The same companies whose product is customer data and usage patterns? That
they use to develop behavioural models, affinities and recommendation engines?

It's one thing when you are a device maker and are required to provide in-
country servers and backdoor access as a condition of doing business.
Blackberry (then RIM) caught heat for that in 2011 when they provided that to
India and the UAE.

It's a different thing entirely when gargantuan companies like Amazon or
Google that control a significant part of the Internet's infrastructure begin
to shift away from public-facing business models and towards high-margin
contract work for governments.

You said it yourself:

> Government have lot more money and resources to fund such efforts

and they're adept at wasting it as well. You don't think Amazon, Google etc
look at IT contracts in the public sector and salivate at the opportunity?

------
wtmt
India has never been a country with a good amount of freedom of expression.
This censorship and (as usual) vaguely defined laws and policies will slowly
kill democracy. Organizations like Internet Freedom Foundation [1], SFLC
(Software Freedom Law Centre) [2] and others are fighting against these
policies from a legal standpoint as well, but the courts are very, very slow
(as I've mentioned in the past here) and don't take cognizance of grave
matters like this in a timely manner.

Anyone here who's an Indian citizen and is living in India — please donate to
the Internet Freedom Foundation [1], which recently started a membership
program for funds and SFLC (Software Freedom Law Centre, whose site seems to
be down at this moment) [2]. Others, _please do not send money_ in any form
since these organizations are not legally allowed to get foreign money!
Instead, encourage your friends and acquaintances in India to donate.

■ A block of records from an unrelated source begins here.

PR #1343, opened 2026-07-29
[KNW-207] Add back button

Luc-Mcgrady:
https://ankihub.atlassian.net/browse/KNW-207

image
image

Enter an email that already exists or enter an email ready to sign up and you should see a back button that will bring you back to the signup page.


fernandolins:
It looks good, but I found an inconsistency.
If you try to create a new account using the password.
But it uses an email for which an account already exists. You will be taken to the existing account screen. However, when you click the back button, the button redirects to the sign-up screen with a magic code.

Should we wait for this, or should we go back to the sign-up screen with a password?

abdnh (approved):

fernandolins (approved):
LGTM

Disclaimer: I'm not associated with these organizations in any way.

[1]: [https://internetfreedom.in/](https://internetfreedom.in/)

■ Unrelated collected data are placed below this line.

PR #1350, opened 2026-07-30
[KNW-176] Improve reporting of media sync cancellation

abdnh:
## Related issues

https://ankihub.atlassian.net/browse/KNW-176

## Proposed changes

This improves reporting of media sync cancellation:
- Add `MediaSyncStatus.CANCELING` for consistent tracking of cancellation.
- Reset sync state in the download/upload task's finish handler, rather than when cancellation is requested. Otherwise a subsequent sync can fight over the progress bar or report "idle" (because we're resetting _download_in_progress and _amount_uploads_in_progress).
- Add more cancellation checks so that cancel requests are responded to faster.

The original goal of KNW-176 was to investigate a rare issue where the media sync completes without downloading all missing files. I failed to find any clues about it.

## How to reproduce

- Install a deck with a lot of media files.
- Click the sync button on the toolbar then cancel the sync.
- Confirm the status is updated to "Canceling..." then "Finished".


ankihub/gui/media_sync.py
```diff
@@ -336,10 +341,12 @@ def _get_status(self) -> MediaSyncStatus:
             status = MediaSyncStatus.IDLE
         return status
 
-    def _refresh_media_download_status_inner(self):
+    def _refresh_media_download_status_inner(self, is_retry: bool):
         status = self._get_status()
+        print("_refresh_media_download_status_inner", status)
```
fernandolins: Could you remove it please?

ankihub/ankihub_client/ankihub_client.py
```diff
@@ -521,6 +521,8 @@ def upload_media(
         with ThreadPoolExecutor(max_workers=THREAD_POOL_MAX_WORKERS) as executor:
             futures: List[Future] = []
             for chunk_number, chunk in enumerate(media_path_chunks):
+                if self.should_stop_background_threads:
+                    LOGGER.info("Background threads stopped, aborting upload tasks...")
```
fernandolins, line 525: Should this `If` condition have a break or return?

abdnh: Yes!

fernandolins (dismissed):
LGTM - I'm only missing a test for this. It would be great to guarantee how sync should work.

ankihub/gui/media_sync.py
```diff
@@ -520,8 +528,17 @@ def increment_progress(self, increment: int = 1) -> None:
...
+
     def update_count_label(self) -> None:
-        self.count_label.setText(f"{self.progress_bar.value()}/{self.progress_bar.maximum()} files")
+        if self.progress_bar.maximum():
+            label = f"{self.progress_bar.value()}/{self.progress_bar.maximum()} files"
+        else:
+            label = ""
+        self.count_label.setText(label)
 
     def set_maximum(self, maximum: int) -> None:
```
fernandolins: None is calling it. Is it right? if so, can you remove it?

ankihub/gui/media_sync.py
```diff
@@ -336,10 +341,11 @@ def _get_status(self) -> MediaSyncStatus:
             status = MediaSyncStatus.IDLE
         return status
 
-    def _refresh_media_download_status_inner(self):
+    def _refresh_media_download_status_inner(self, is_retry: bool):
         status = self._get_status()
         self._set_status_text(status)
         self._set_toolbar_button_status(status)
+        self._dialog.update_status(self._get_status(), is_retry=is_retry)
```
fernandolins:
```suggestion
        self._dialog.update_status(status, is_retry=is_retry)
```

You're calling self._get_status() twice. Is it on purpose?

fernandolins (approved):
thx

[2]: [https://sflc.in/](https://sflc.in/)

------
surferbayarea
The US would have gone down the same route if WhatsApp or Instagram had
happened to be acquired by a Chinese company (and hence under control of
Chinese govt). Having your citizens data and communication under control of a
foreign government is not something any government would be ok with in the
long term. It will be interesting to see the reaction of the US government(and
of Silicon Valley) when the next TikTok becomes the major communication tool
in the US.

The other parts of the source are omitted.